Mungkin perlu kuulangi lagi, sebenarnya aku tak ingin menyakitimu. Aku masih ingat ketika kau bilang berpasangan adalah tentang saling. Saling berbagi, saling menyayangi, dan saling saling yang lain, yang dengannya kita, yang memiliki dua eksistensi ini, pada akhirnya bisa lebih dari bersama, meski terlalu muluk juga jika kusebut menyatu. Aku dan kamu berbeda itu sudah pasti. Dan kita punya cita-cita itu juga mahfum adanya. Tapi aku benar-benar tak habis pikir, mengapa aku bisa sebebal itu, tak melibatkan kau dalam dunia yang aku ciptakan di otak pandirku.

Kawan bilang ini tentang ego. Entah apa maksud ego itu, tetapi yang ada dikepalaku sekarang adalah sebenarnya aku ingin membuktikan rasa sayangku padamu. Aku ingin mengingatkanmu untuk tak lupa makan ketika kau sedang sibuk dengan tugas kuliahmu. Aku ingin melukis wajahmu untuk lebih menyadari betapa cantik dirimu dimataku. Aku ingin bernyayi untukmu saat kau sedang sepi hati. Aku ingin selalu ada untukmu dan aku ingin mengecup keningmu sebenarnya..

Aku sebenarnya takut kehilanganmu. Ini bukan klise. Dan aku bingung juga sebenarnya, entah mengapa kata-kata ini sering muncul dilirik lagu seniman kita. Apa memang seniman kita sedemikian cerdasnya sehingga mampu menangkap sisi kejiwaan beribu pasangan ataukah aku yang sedemikian bodohnya sehingga begitu mudahnya termakan sugesti lirik yang berjejalan dipanggung absurd kita. Aaah..siapa pula yang membuat panggung itu. Entah…
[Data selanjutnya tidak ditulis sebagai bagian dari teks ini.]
PR #7938, opened 2019-07-24
FIX: Frozen string error in `TopicEmbed.import`

xrav3nz:
When `SiteSetting.embed_truncate` is enabled (by default), the truncated
string is mutable and does not raise an error. :heavy_check_mark: 

However, when the setting is disabled, the `contents` string is frozen
and immutable, and will raise a `FrozenError`. :boom:

### DIFF
--- a/app/models/topic_embed.rb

Dan aku sebenarnya takut kehilanganmu. Mungkin kau ingat ketika beberapa lama kita tak berhubungan sama sekali. Mungkin kau pikir aku tak membutuhkanmu lagi. Bukan itu sebenarnya yang ada dibenakku. Aku sangat kesepian sebenarnya. Ada sisi kosong dihatiku jika kau tinggalkanku, karena aku sudah nyaman dengan hadirnya kau disisi-sisi itu. Dan aku berterima kasih padamu, kau mau singgah didalamnya meskipun mungkin itu bukan persinggahan yang nyaman bagimu. Jika kata orang lelaki terkadang perlu waktu menyendiri, sebenarnya itu tak sedang terjadi padaku disaat itu. Aku hanya malu pada kesabaranmu, pada besarnya pengertianmu padaku. Dan aku tak tahu apa yang harus aku lakukan. Aku berterima kasih sampai sekarang kau setia menungguku, meski kutahu sebenarnya tangismu lebih banyak dari tawa riang hatimu.

Dan sayangku.. aku hanya ingin mengatakan aku benar menyayangimu. Jika dulu kau bilang aku peragu, percayalah sudah kupupus habis keraguan itu sekarang. Aku memang tak bisa menjanjikanmu apapun karena aku tidak punya apa-apa yang bisa dijanjikan. Sudah bisa kuliah dan karenanya bertemu denganmu itu sudah menjadi bagian indah dalam kenanganku kelak. Yang aku punya hanya satu sisi hati yang aku kosongkan untukmu yang mulai sekarang akan kubuat kau nyaman bersemayam didalamnya. Aku tak ingin kehilanganmu sebenarnya, tapi aku bukan apa-apa bukan pula siapa-siapa. Aku sadar sekarang, aku tak pantas berharap lebih darimu..

Salam,
Ardi

Dan untuk kesekian kalinya Ardi mampu mengaduk-aduk hatinya yang memang mulai bimbang. Ia yakin Ardi orang baik dan ia merasakannya. Tetapi……
…..
Manusia tampak selalu beranjak pada sebuah kata. Sesaat menghirup jiwa dari resi-resinya yang hanya meninggalkan sabda. Sesaat lagi saling bercengkrama tentang sesuatu yang tak ia pahami. Manusia pada akhirnya memang hanya bisa berkata-kata

Manusia itu kemudian berjalan dihutan-hutan belantara untuk mencari makna atas nama kebijakan. Ia membawa seuntai dogma yang ia sendiripun bahkan tak tau apakah itu berguna untuknya. Manusia itu kemudian mengajarkannya kepada murid-muridnya tentang apa yang ia dapati. “Lepaskan saja jubahmu, biar kami tahu siapa engkau” kata muridnya sambil menangis menahan asa yang tak terselesaikan. Sebuah kata yang berakhir pada penyesalan. Sebuah tujuan yang terkapar tak tahu buat apa dia sekarang. Itulah makna-makna bertebaran atas nama penghormatan. Manusia memang selalu kebingungan tentang siapa dirinya.